§ **What you are asked to do**
Output the records, every one, exactly as given.
•••••
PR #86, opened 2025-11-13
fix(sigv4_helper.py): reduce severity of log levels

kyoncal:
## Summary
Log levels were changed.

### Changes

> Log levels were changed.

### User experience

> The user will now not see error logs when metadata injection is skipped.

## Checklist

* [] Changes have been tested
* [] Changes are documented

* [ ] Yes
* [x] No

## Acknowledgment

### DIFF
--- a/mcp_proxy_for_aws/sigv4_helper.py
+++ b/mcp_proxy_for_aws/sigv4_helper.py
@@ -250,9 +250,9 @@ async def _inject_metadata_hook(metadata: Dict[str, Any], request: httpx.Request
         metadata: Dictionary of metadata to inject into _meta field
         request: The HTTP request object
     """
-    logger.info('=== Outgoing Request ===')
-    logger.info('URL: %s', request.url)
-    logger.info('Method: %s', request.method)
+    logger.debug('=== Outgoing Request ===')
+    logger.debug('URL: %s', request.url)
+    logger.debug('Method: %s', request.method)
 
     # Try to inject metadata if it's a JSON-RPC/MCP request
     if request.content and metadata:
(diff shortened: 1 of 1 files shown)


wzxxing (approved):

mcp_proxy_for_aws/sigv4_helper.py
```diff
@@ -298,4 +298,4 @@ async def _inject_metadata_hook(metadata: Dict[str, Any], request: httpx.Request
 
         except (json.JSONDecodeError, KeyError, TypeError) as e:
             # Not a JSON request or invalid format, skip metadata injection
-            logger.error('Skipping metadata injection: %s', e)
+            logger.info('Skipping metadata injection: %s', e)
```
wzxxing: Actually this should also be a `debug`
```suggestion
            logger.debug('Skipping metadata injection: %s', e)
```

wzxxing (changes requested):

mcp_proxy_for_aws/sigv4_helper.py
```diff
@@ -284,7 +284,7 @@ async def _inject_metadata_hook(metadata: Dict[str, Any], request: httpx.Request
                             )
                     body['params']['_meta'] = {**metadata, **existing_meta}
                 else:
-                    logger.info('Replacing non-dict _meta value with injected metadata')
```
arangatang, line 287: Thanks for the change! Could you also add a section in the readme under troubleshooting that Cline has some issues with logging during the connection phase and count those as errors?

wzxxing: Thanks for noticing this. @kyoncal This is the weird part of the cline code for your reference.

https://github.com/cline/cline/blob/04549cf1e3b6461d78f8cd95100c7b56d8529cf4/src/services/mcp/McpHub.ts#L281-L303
•••••
§ **Your solution**
PR #86, opened 2025-11-13
fix(sigv4_helper.py): reduce severity of log levels

kyoncal:
## Summary
Log levels were changed.

### Changes

> Log levels were changed.

### User experience

> The user will now not see error logs when metadata injection is skipped.

## Checklist

* [] Changes have been tested
* [] Changes are documented

* [ ] Yes
* [x] No

## Acknowledgment

### DIFF
--- a/mcp_proxy_for_aws/sigv4_helper.py
+++ b/mcp_proxy_for_aws/sigv4_helper.py
@@ -250,9 +250,9 @@ async def _inject_metadata_hook(metadata: Dict[str, Any], request: httpx.Request
         metadata: Dictionary of metadata to inject into _meta field
         request: The HTTP request object
     """
-    logger.info('=== Outgoing Request ===')
-    logger.info('URL: %s', request.url)
-    logger.info('Method: %s', request.method)
+    logger.debug('=== Outgoing Request ===')
+    logger.debug('URL: %s', request.url)
+    logger.debug('Method: %s', request.method)
 
     # Try to inject metadata if it's a JSON-RPC/MCP request
     if request.content and metadata:
(diff shortened: 1 of 1 files shown)


wzxxing (approved):

mcp_proxy_for_aws/sigv4_helper.py
```diff
@@ -298,4 +298,4 @@ async def _inject_metadata_hook(metadata: Dict[str, Any], request: httpx.Request
 
         except (json.JSONDecodeError, KeyError, TypeError) as e:
             # Not a JSON request or invalid format, skip metadata injection
-            logger.error('Skipping metadata injection: %s', e)
+            logger.info('Skipping metadata injection: %s', e)
```
wzxxing: Actually this should also be a `debug`
```suggestion
            logger.debug('Skipping metadata injection: %s', e)
```

wzxxing (changes requested):

mcp_proxy_for_aws/sigv4_helper.py
```diff
@@ -284,7 +284,7 @@ async def _inject_metadata_hook(metadata: Dict[str, Any], request: httpx.Request
                             )
                     body['params']['_meta'] = {**metadata, **existing_meta}
                 else:
-                    logger.info('Replacing non-dict _meta value with injected metadata')
```
arangatang, line 287: Thanks for the change! Could you also add a section in the readme under troubleshooting that Cline has some issues with logging during the connection phase and count those as errors?

wzxxing: Thanks for noticing this. @kyoncal This is the weird part of the cline code for your reference.

https://github.com/cline/cline/blob/04549cf1e3b6461d78f8cd95100c7b56d8529cf4/src/services/mcp/McpHub.ts#L281-L303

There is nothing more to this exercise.